Todos peleamos a diario con impedimentos y frustraciones. Estas pueden acabar por ser letales: no puedo seguir porque no soy mu bueno; o no soy tan bueno como antes; o los hay más buenos. Como si los más buenos estuvieran a salvo. Cada vez que me pongo el casco las mato un poquito, y suelto lastre para cuando me pongo el men y tengo que pegarme conmigo misma para superar un rato más entrenando. “Hoy ya has hecho algo”, que diría EL PROFE BAJITO. Algo. Hoy. Ya podemos tatuarnos en la frente Ichi Go Ichi E, que se nos olvida (a mí, al menos) con asombrosa facilidad.
y quien dice un perro…
Mi perro, Brarn, que me ha acompañado en muchas excursiones por el campo, no ha podido ya correr detrás mío con la bicicleta. Con quince añazos, cien en tempo perro, uno tiene que cuidarse. Los últimos dos años he organizado mi agenda para pasar todo el tiempo posible con mis perros, que viven con mis padres. Y eso ha supuesto perder alguna clase de kendo y muchas de iaido. Todos tenemos expectativas y por lo tanto, igual que antes, todos padecemos frustraciones: mis perros, a quienes les importa un pepino que pase de grado o vaya a tal o cual torneo, me han enseñado a vivir un poco más en el momento. De modo que al final, todo lo que hacemos dentro y fuera del dojo es Budo si sabemos hacerlo.

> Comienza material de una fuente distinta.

PR #11761, opened 2023-07-10
doc: nsib: add mention of static partitioning req

greg-fer:
Added mentions of static partitioning being required for NSIB. Edited the structure of bootloader_adding.rst to make it clearer. NCSIDB-964.


greg-fer:
@umapraseeda , FYI.

doc/nrf/config_and_build/bootloaders_and_dfu/bootloader.rst
```diff
@@ -117,8 +117,10 @@ The upgradable bootloader carries out the same signature and metadata verificati
 Also, it can upgrade both itself and the following image in the boot sequence, which, in most cases, is an application.
 
 .. caution::
-   You should add a second-stage bootloader only when necessary by the design or firmware upgrade needs.
-   Adding the second stage bootloader for no reason will lead to a degradation of the system's overall security, as attackers can exploit bugs that may exist in either bootloader.
+   * You should add a second-stage bootloader only when necessary by the design or firmware upgrade needs.
+     Adding the second stage bootloader for no reason will lead to a degradation of the system's overall security, as attackers can exploit bugs that may exist in either bootloader.
+   * When adding a second-stage bootloader, make sure to define :ref:`static partition for the immutable bootloader <ug_pm_static>`.
```
hellesvik-nordic, line 122: Static partitioning is not only needed for second-stage bootloaders, but also for single-stage bootloaders.

doc/nrf/config_and_build/bootloaders_and_dfu/bootloader_adding.rst
```diff
@@ -286,35 +296,41 @@ The following section describes how to add it to your secure bootloader chain.
...
 ==========================================
 
-To use MCUboot as an upgradable bootloader, the application must already use the |NSIB| as the immutable bootloader.
-MCUboot is added to its boot chain by including the :kconfig:option:`CONFIG_BOOTLOADER_MCUBOOT` Kconfig option with either the build command or in the application's :file:`prj.conf` file:
+To use MCUboot as an upgradable bootloader to your application, complete the following steps:
 
-.. code-block::
+1. :ref:`Add |NSIB| as the immutable bootloader <ug_bootloader_adding_immutable_b0>`.
+#. Define :ref:`static partition for the immutable bootloader <ug_pm_static>`.
+   This is important because adding an upgradable bootloader to an application changes its :ref:`flash memory partition layout <ug_bootloader_flash_mcuboot>` to accommodate first and second image slots for both immutable and upgradable bootloaders.
```
hellesvik-nordic, line 303: You do not have to use a static partition for developement, it becomes important for production.
Also, the first build you do, you can use dynamic partitioning. As long as all subsequent builds use the same partitioning as was dynamically created.
Dynamic partitioning is so much easier that I  generally recommend starting by doing this, to see how the system generated the partitioning. Then you can create static partitioning from what you learned.
Can I suggest that we mention static partition later on in this list instead?

MarekPieta: Maybe we could mention that user can play around with dynamic partitions as long as DFU is not used. We need to keep in mind that the dynamic partitions may not be backwards compatible and upgrading firmware may lead to strange issues when dynamic partition maps are not interoperable.

samples/bootloader/README.rst
```diff
@@ -167,8 +168,8 @@ This would result, for example, in a flash memory layout like the following, whe
 Pre-signed variants
 -------------------
 
-When two slots are present, two images must be built.
-One that is executable from slot 0, and the other one from slot 1.
+When two slots are present, either for the application or for a second-stage bootloader, two images must be built.
+One that is executable from slot 0, and the other one from slot 1, both of which must have :ref:`static partition defined <ug_pm_static>`.
```
MarekPieta, line 172: Maybe we keep the common part in `_ug_bootloader` and link there for information about architecture? User should be aware of the basics anyway.

scripts/partition_manager/partition_manager.rst
```diff
@@ -717,11 +717,14 @@ The sizes of each partition are determined by the associated :file:`pm.yml` file
 Static configuration
 ********************
 
+The Partition Manager provides static configuration that lets you define static partitions.
+This feature can be used with single-image applications, but its most common use case is with multi-image ones.
```
MarekPieta, line 721: The static configuration can be used in general when Partition Manager manages memory partitions. I would not go deeper into details here (e.g. Partition Manager for single-image applications requires additional configuration and it's not used by default).

scripts/partition_manager/partition_manager.rst
```diff
@@ -717,11 +717,14 @@ The sizes of each partition are determined by the associated :file:`pm.yml` file
...
+
 By default, the Partition Manager dynamically places the partitions in memory.
-However, if you have a deployed product that consists of multiple images, where only a subset of the included images can be upgraded through a firmware update mechanism, the upgradable images must be statically configured.
+However, there are cases where a deployed product can consist of multiple images, and only a subset of these images can be upgraded through a firmware update mechanism.
+In such cases, you must statically configure the upgradable images using the Partition Manager's static configuration.
```
MarekPieta, line 725: `you must rely on static configuration of partitions to ensure that all of the built images are compatible.`

samples/bootloader/README.rst
MarekPieta: We could also inform there that user must statically define all of the partitions used in a given application configuration.

doc/nrf/config_and_build/bootloaders_and_dfu/bootloader_adding.rst
hellesvik-nordic: > Maybe we could mention that user can play around with dynamic partitions as long as DFU is not used.

I think this one points to the important difference between DFU and bootloaders.
And as you say, this limitation is only relevant for DFU.
Therefore, it could be argued that we do not need to mention static partitioning here, but leave it for a "how to enable DFU" section? 
However, I think I like it being mentioned here still.

doc/nrf/config_and_build/bootloaders_and_dfu/bootloader_adding.rst
```diff
@@ -286,35 +296,41 @@ The following section describes how to add it to your secure bootloader chain.
 Adding MCUboot as an upgradable bootloader
 ==========================================
 
-To use MCUboot as an upgradable bootloader, the application must already use the |NSIB| as the immutable bootloader.
-MCUboot is added to its boot chain by including the :kconfig:option:`CONFIG_BOOTLOADER_MCUBOOT` Kconfig option with either the build command or in the application's :file:`prj.conf` file:
+To use MCUboot as an upgradable bootloader to your application, complete the following steps:
 
-.. code-block::
+1. :ref:`Add |NSIB| as the immutable bootloader <ug_bootloader_adding_immutable_b0>`.
+#. Define :ref:`static partition for the immutable bootloader <ug_pm_static>`.
```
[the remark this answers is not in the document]
hellesvik-nordic: > user may even generate dynamic partition map for use-case with 2 bootloaders and use it as a base for the static partition map

For what its worth: I think this is the easiest way to get started with static partitioning

samples/bootloader/README.rst
hellesvik-nordic: > We could also inform there that user must statically define all of the partitions used in a given application configuration.

Not all partitions. For upgradable bootloaders it goes like this:

B0: should be statically partitioned on release
S0: should be statically partitioned on release
S1: should be statically partitioned on release
mcuboot_primary: can be dymanically partitioned
mcuboot_secondary: can be dymanically partitioned

doc/nrf/config_and_build/bootloaders_and_dfu/bootloader_adding.rst
MarekPieta: In theory yes. But I wonder if there are practical use-cases of using bootloader without DFU mechanism (apart from simple local checks on desk). That's why I was wondering about simplifying this part.

samples/bootloader/README.rst
MarekPieta: You are right. I slightly oversimplified it here.
Still, the application must be interoperable with the second stage bootloader so that partition maps for the second stage bootloader and application must remain consistent.

doc/nrf/config_and_build/bootloaders_and_dfu/bootloader_adding.rst
greg-fer: Let's keep this info next to where we mention flash memory partitions.

greg-fer:
@hellesvik-nordic , @MarekPieta , missed some comments. Pushed latest updates only now.

doc/nrf/config_and_build/bootloaders_and_dfu/bootloader_adding.rst
hellesvik-nordic: > Do we have use-cases where bootloader without DFU mechanism is used?
Not the most widely used, but for devices without a KMU, the [HUK ](https://developer.nordicsemi.com/nRF_Connect_SDK/doc/latest/nrf/samples/keys/hw_unique_key/README.html#overview )is protected by a bootloader before the application runs:
However, [PSA Certified Level 1](https://www.psacertified.org/app/uploads/2022/06/JSADEN001-PSA_Certified_Level_1-2.2-REL-01.pdf) requires upgradability, so using HUK without PSA Certifiication seems quite niche.

doc/nrf/config_and_build/bootloaders_and_dfu/bootloader.rst
```diff
@@ -96,14 +97,17 @@ The verification provided by this bootloader is recommended and suitable for all
 * Metadata verification - Checks that the images are compatible.
 
 .. caution::
-   You must generate and use your own signing keys while in development and before deploying when using either MCUboot or the |NSIB| as an immutable bootloader.
-   See :ref:`ug_fw_update_development_keys` for more information.
+   * You must generate and use your own signing keys while in development and before deploying when using either MCUboot or the |NSIB| as an immutable bootloader.
+     See :ref:`ug_fw_update_development_keys` for more information.
+   * Make sure to define :ref:`static partition for the immutable bootloader <ug_pm_static>` for production devices.
+     Failing to do so will keep the dynamic allocation of partitions in memory, which can cause overwriting of the memory slots and can irreversibly break the device firmware update procedure.
```
MarekPieta, line 103: Maybe we could link to complete explanation described below instead of using this sentence to prevent confusion (_ug_bootloader_flash_static_requirement)?

doc/nrf/config_and_build/bootloaders_and_dfu/bootloader.rst
```diff
@@ -186,3 +190,17 @@ For example, the partition layout for :file:`zephyr/samples/hello_world` using M
...
+Static partition requirement for DFU
+------------------------------------
+
+As long as you are not using Device Firmware Updates (DFU), you can use the dynamic allocation of memory partitions for either immutable or upgradable bootloaders.
+
+However, if you want to perform DFU, you must :ref:`define a static partition map <ug_pm_static>`.
+This is important for different reasons, including:
+
+* If the dynamically generated partitions change between builds, the newly generated application images may no longer be compatible with the bootloader programmed to device.
+* Adding an upgradable bootloader to an application changes its :ref:`flash memory partition layout <ug_bootloader_flash_mcuboot>` to accommodate first and second image slots for both immutable and upgradable bootloaders.
```
MarekPieta, line 205: Maybe we could explain this in detail in the first point:
`If the dynamically generated partitions change between builds, the newly generated application images may no longer be compatible with the bootloader programmed to device.  In that case, the newly build application image may not be bootable by the bootloader programmed onto the device.`

MarekPieta: In that case we may no longer need to keep 2nd and 3rd bullet points (they refer to the same root cause of the issue).

doc/nrf/config_and_build/bootloaders_and_dfu/bootloader_adding.rst
```diff
@@ -59,10 +59,18 @@ To ensure that the immutable bootloader occupies as little flash memory as possi
 
 See :ref:`ug_bootloader_config` for more information about using Kconfig fragments.
 
+.. caution::
+   If you want to perform DFU, remember to :ref:`define a static partition map <ug_pm_static>` for the immutable bootloader.
```
MarekPieta, line 63: Maybe we can keep the note right under `Adding a bootloader chain`?
It's a common requirement no matter which bootloader is going to be used.

doc/nrf/config_and_build/bootloaders_and_dfu/bootloader_adding.rst
```diff
@@ -223,10 +231,23 @@ To build :doc:`mcuboot:index-ncs` with a Zephyr or |NCS| sample, enable the :kco
...
+----------------------------------------------
+
+The following sections describe different configuration options available for MCUboot as an immutable bootloader.
+
+.. _ug_bootloader_adding_partitioning:
+
+Generating partition map
+~~~~~~~~~~~~~~~~~~~~~~~~
+
+If you plan to use DFU, you can generate a dynamic partition map at this stage and use it as a base for the :ref:`ug_bootloader_flash_static_requirement` for the production device.
```
MarekPieta, line 244: You can follow the same tip for other bootloaders.

samples/bootloader/README.rst
```diff
@@ -49,7 +49,8 @@ The NSIB implements a simple and reliable :term:`Root of Trust (RoT)` for a secu
 
    Each slot has a version number, and the bootloader will select the slot with the latest version.
 
-   For more information about creating a second stage bootloader, see :ref:`ug_bootloader_adding_upgradable`.
+   :ref:`Static configuration for defining static partitions <ug_pm_static>` must be used when using DFU.
```
MarekPieta, line 52: Should it actually belong here? The section seems to focus on how bootloader works, not on configuration

doc/nrf/config_and_build/bootloaders_and_dfu/bootloader.rst
```diff
@@ -96,14 +97,17 @@ The verification provided by this bootloader is recommended and suitable for all
 * Metadata verification - Checks that the images are compatible.
 
 .. caution::
-   You must generate and use your own signing keys while in development and before deploying when using either MCUboot or the |NSIB| as an immutable bootloader.
-   See :ref:`ug_fw_update_development_keys` for more information.
+   * You must generate and use your own signing keys while in development and before deploying when using either MCUboot or the |NSIB| as an immutable bootloader.
```
MarekPieta, line 100: btw. This part contains generic information about bootloaders in the NCS. Maybe we can make it part of a generic introduction ?

samples/bootloader/README.rst
```diff
@@ -183,6 +184,12 @@ When using the ``nrf52840dk_nrf52840`` board, this would produce a flash memory
 
    B0 flash memory layout with MCUboot
 
+.. note::
+   When using DFU, and especially for production-ready devices, these parititions must be configured in the following way to meet :ref:`ug_bootloader_flash_static_requirement`:
+
+   * *B0*, *S0*, *S1* - These slots must be statically partitioned.
+   * *mcuboot_primary* and *mcuboot_secondary* - These slots can be dymanically partitioned.
```
MarekPieta, line 191: This is a bit tricky, because we still must ensure compatibility of the application with partitions known to MCUboot bootloader

hellesvik-nordic: How about 
`These slots can be dymanically partitioned. Keep in mind that MCUboot and application knowledge of partitions must match.` ?

samples/bootloader/README.rst
greg-fer: Moved to Configuration.

samples/bootloader/README.rst
greg-fer: Moved to configuration.

greg-fer:
@hellesvik-nordic , @MarekPieta , please have another look. As mentioned on Teams, bigger changes will be tackled in separate tasks.

MarekPieta (approved):

doc/nrf/config_and_build/bootloaders_and_dfu/bootloader.rst
```diff
@@ -65,23 +65,43 @@ There are two implementations currently supported:
...
+.. _ug_bootloader_flash_static_requirement:
+
+Static partition requirement for DFU
+------------------------------------
+
+By default, the Partition Manager generates the partition map dynamically.
+As long as you are not using Device Firmware Updates (DFU), you can use the dynamic generation of memory partitions.
+
+However, if you want to perform DFU, you must :ref:`define a static partition map <ug_pm_static>`.
+This is important because the dynamically generated partitions change between builds.
```
hellesvik-nordic, line 82: Add can, as it is not certain?
`generated partitions can change between builds`

doc/nrf/config_and_build/bootloaders_and_dfu/bootloader.rst
```diff
@@ -65,23 +65,43 @@ There are two implementations currently supported:
...
+The newly generated application images may no longer be compatible with the bootloader programmed to the device.
```
hellesvik-nordic, line 83: Can I suggest that we specify that it is partitions that are not compatible?
'The newly generated application images may no longer have partitions which are compatible with the bootloader partitions.'
I was not able to phrase this sentence in a way that keeps the ' programmed to the device' part

doc/nrf/config_and_build/bootloaders_and_dfu/bootloader.rst
```diff
@@ -65,23 +65,43 @@ There are two implementations currently supported:
...
+   You can use this file as a base for your static partition map.
+
+The memory partitions that must be defined in the static partition map depend on the selected bootloader chain.
+For details, see :ref:`ug_bootloader_flash`.
 
 .. _immutable_bootloader:
 
-First-stage immutable bootloader
-================================
+Immutable bootloader
```
hellesvik-nordic, line 98: This now looks like a sub-header of "Static partition requirement for DFU".
And I beleive that it is its own section right?

doc/nrf/config_and_build/bootloaders_and_dfu/bootloader.rst
```diff
@@ -103,7 +123,7 @@ The :ref:`bootloader capabilities table <app_bootloaders_support_table>` indicat
 
 .. _upgradable_bootloader:
 
-Second-stage Upgradable bootloader
+Second-stage upgradable bootloader
```
hellesvik-nordic, line 126: This now looks like a sub-header of "Static partition requirement for DFU".
And I beleive that it is its own section right?

doc/nrf/config_and_build/bootloaders_and_dfu/bootloader_adding.rst
```diff
@@ -7,7 +7,7 @@ Adding a bootloader chain
    :local:
    :depth: 2
 
-You can add bootloader chains to an application in the following ways:
+You can add bootloader chain to an application in the following ways:
```
hellesvik-nordic, line 10: a chain?

doc/nrf/config_and_build/bootloaders_and_dfu/bootloader_adding.rst
```diff
@@ -286,35 +297,39 @@ The following section describes how to add it to your secure bootloader chain.
...
+      -DCONFIG_SECURE_BOOT=y \
+      -DCONFIG_BOOTLOADER_MCUBOOT=y
 
-MCUboot can use the cryptographic functionality exposed by the immutable bootloader, reducing the flash memory usage for MCUboot to less than 16 kB.
-To enable this configuration, apply both the :file:`prj_minimal.conf` Kconfig project file and the :file:`external_crypto.conf` Kconfig fragment for the MCUboot image:
+   |how_to_configure|
 
-.. code-block::
+#. Optionally, you can configure MCUboot to use the cryptographic functionality exposed by the immutable bootloader and reduce the flash memory usage for MCUboot to less than 16 kB.
+   To enable this configuration, apply both the :file:`prj_minimal.conf` Kconfig project file and the :file:`external_crypto.conf` Kconfig fragment for the MCUboot image:
```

Hace 50 días que murió mi perro, y 25 horas que murió nuestra gata. Toda mi familia colabora con protectoras y he participado en varios rescates: a veces llegas tarde y los animales que salvas sólo tienen tiempo de aprender lo que es un abrazo, una manta o un juguete y poco más. Pero nunca había experimentado tan de cerca la separación de mis mejores amigos.
Brarn, Rufo y Shira ya estaban en mi vida cuando cogí un shinai por primera vez. Uki y San llegaron más tarde (y por eso San, mi tercer gato, se llama San, una vez descartados Koté y Men). Todos han estado cerca los días que me desplomaba en el calentamiento, las noches que llegaba diciendo lodejolodejolodejolodejohoylodejo, y esos días de euforia que crees que van a durar eternamente hasta que vuelves a cagarla. Las últimas semanas he compartido con varios kenshis cierto miedo a no estar a la altura en el inminente ya curso con Eiga sensei. De la noche a la mañana el miedo ha desaparecido: no caben demasiadas emociones cuando te enfrentas al vacío. Lo cual, desde cierto punto de vista, también es una lección de kendo.
Así que no doy por perdidos ni uno solo de los días que he cambiado el dogi por unas zapatillas y he caminado con Brarn por las lindes infinitas de La Mancha.
Si te apuntas a lo de la bicicleta (o tu equivalente para matar demonios) pero no tienes claro lo del bicho, quizá quieras echar una mano a alguna protectora que te pille cerca. Yo tengo el honor de colaborar con La Bienvenida de Ciudad Real y PPP Mallorca que trabaja con pitbulls, los más injustamente tratados quizá de todos los perros. Hay directorios por comunidades autónomas como este.